● **Task instructions**
Nothing but the lines from the one containing "--- a/build.psm1" through the one containing "x64 -v | Write-Verbose", both included, should be given again, each exactly as written below.
::::::
PR #4795, opened 2017-09-10
validate the expected output package exists when using start-pspackage

SteveL-MSFT:
Fix https://github.com/PowerShell/PowerShell/issues/4760
also fixed small typo

Issue #4760, opened 2017-09-06
Build is green if an MSI could not be produced due to e.g. a WiX compilation error


bergmeister:
[Here](https://ci.appveyor.com/project/PowerShell/powershell/build/6.0.0-beta.6-5027/artifacts) is an example of a build that is green but should have failed because it could not produce an MSI due to a WiX compilation error.
The WiX compilation error can also not be found in the log.

iSazonov:
@bergmeister Thanks for open the Issue. 
We have the same problem with creating all packages. So we can make the Issue more common.

PR #4831, opened 2017-09-13
Make the build output the WiX compilation log if it failed.

bergmeister:
Although PR #4795 fixed the main issue of #4760 (to make the build red if there is a `WiX` compilation error), it did not fix the problem that currently the `WiX` log is not outputted at all and therefore one cannot see the compilation error in the log. This PR fixes this and outputs the `WiX` log only if no `MSI` could be produced because the `WiX` log is quite verbose (around 250 lines) and would be unnecessary noise in a green build.

The reason why the log is currently not displayed in the log is because the resulting object is piped directly to `Write-Verbose` but is of type array and therefore needs to be converted to a string using `Out-String` beforehand.

### DIFF
--- a/build.psm1
+++ b/build.psm1
@@ -1831,9 +1831,9 @@ function New-MSIPackage
         Write-Error -Message "Package already exists, use -Force to overwrite, path:  $msiLocationPath" -ErrorAction Stop
     }
 
-    & $wixHeatExePath dir  $ProductSourcePath -dr  $productVersionWithName -cg $productVersionWithName -gg -sfrag -srd -scom -sreg -out $wixFragmentPath -var env.ProductSourcePath -v | Write-Verbose
-    & $wixCandleExePath  "$ProductWxsPath"  "$wixFragmentPath" -out (Join-Path "$env:Temp" "\\") -ext WixUIExtension -ext WixUtilExtension -arch x64 -v | Write-Verbose
-    & $wixLightExePath -out $msiLocationPath $wixObjProductPath $wixObjFragmentPath -ext WixUIExtension -ext WixUtilExtension -dWixUILicenseRtf="$LicenseFilePath" -v | Write-Verbose
+    $WiXHeatLog = & $wixHeatExePath dir  $ProductSourcePath -dr  $productVersionWithName -cg $productVersionWithName -gg -sfrag -srd -scom -sreg -out $wixFragmentPath -var env.ProductSourcePath -v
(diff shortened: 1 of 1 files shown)


build.psm1
```diff
@@ -1844,6 +1844,9 @@ function New-MSIPackage
     }
     else
     {
+        $WiXHeatLog   | Out-String | Write-Verbose
+        $WiXCandleLog | Out-String | Write-Verbose
+        $WiXLightLog  | Out-String | Write-Verbose
```
daxian-dbw: I think you probably need `Write-Verbose -Verbose`, otherwise, the verbose message won't be written out unless `New-MSIPackage` is called with `-Verbose`.

daxian-dbw (approved):

build.psm1
bergmeister: Ok. I fixed it. But why is the build script no being called using the `-Verbose` option from the top level? As long as advanced functions are used, the `$VerbosePreference would be propagated through. If you always force verbose output, what is then the difference to `Write-Host`? I am thinking about [this](http://www.jsnover.com/blog/2013/12/07/write-host-considered-harmful/) blog post from Jeffrey.

daxian-dbw: `-Verbose` is not specified when calling [`Invoke-AppveyorFinish`](https://github.com/PowerShell/PowerShell/blob/master/appveyor.yml#L28) and also not specified when calling [`Start-PSPackage`](https://github.com/PowerShell/PowerShell/blob/master/tools/appveyor.psm1#L434), as well as when calling [`New-MSIPackage`](https://github.com/PowerShell/PowerShell/blob/master/tools/packaging/packaging.psm1#L167). Maybe it should be specified at the very top call.

But for this change, we'd better add `-Verbose` anyway because even if `-Verbose` is not specified when calling `New-MSIPackage`, it's still desired to write out the logs when no MSI was produced.

adityapatwardhan (approved):
LGTM

TravisEz13:
Our logs are already very long.  If we are on AppVeyor and not local, it may be better to add these logs as artifacts and reference them, If local we can just reference the logs.
Here are the docs on how to push an artifact
https://www.appveyor.com/docs/build-worker-api/#push-artifact
You can test if we are in AppVeyor using an environment variable:
https://www.appveyor.com/docs/environment-variables/

TravisEz13 (approved):
It's an improvement.  But these should be made into artifacts.

bergmeister:
@TravisEz13 : That's why the WiX log (around 250 lines) gets only output in the case of a failure to not pollute normal green builds.

TravisEz13:
unless the logs are very short, 1-5 line, an artifact would be better.  The logs are very long and become difficult to find details in.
::::::
● **Task response**
--- a/build.psm1
+++ b/build.psm1
@@ -1831,9 +1831,9 @@ function New-MSIPackage
         Write-Error -Message "Package already exists, use -Force to overwrite, path:  $msiLocationPath" -ErrorAction Stop
     }
 
-    & $wixHeatExePath dir  $ProductSourcePath -dr  $productVersionWithName -cg $productVersionWithName -gg -sfrag -srd -scom -sreg -out $wixFragmentPath -var env.ProductSourcePath -v | Write-Verbose
-    & $wixCandleExePath  "$ProductWxsPath"  "$wixFragmentPath" -out (Join-Path "$env:Temp" "\\") -ext WixUIExtension -ext WixUtilExtension -arch x64 -v | Write-Verbose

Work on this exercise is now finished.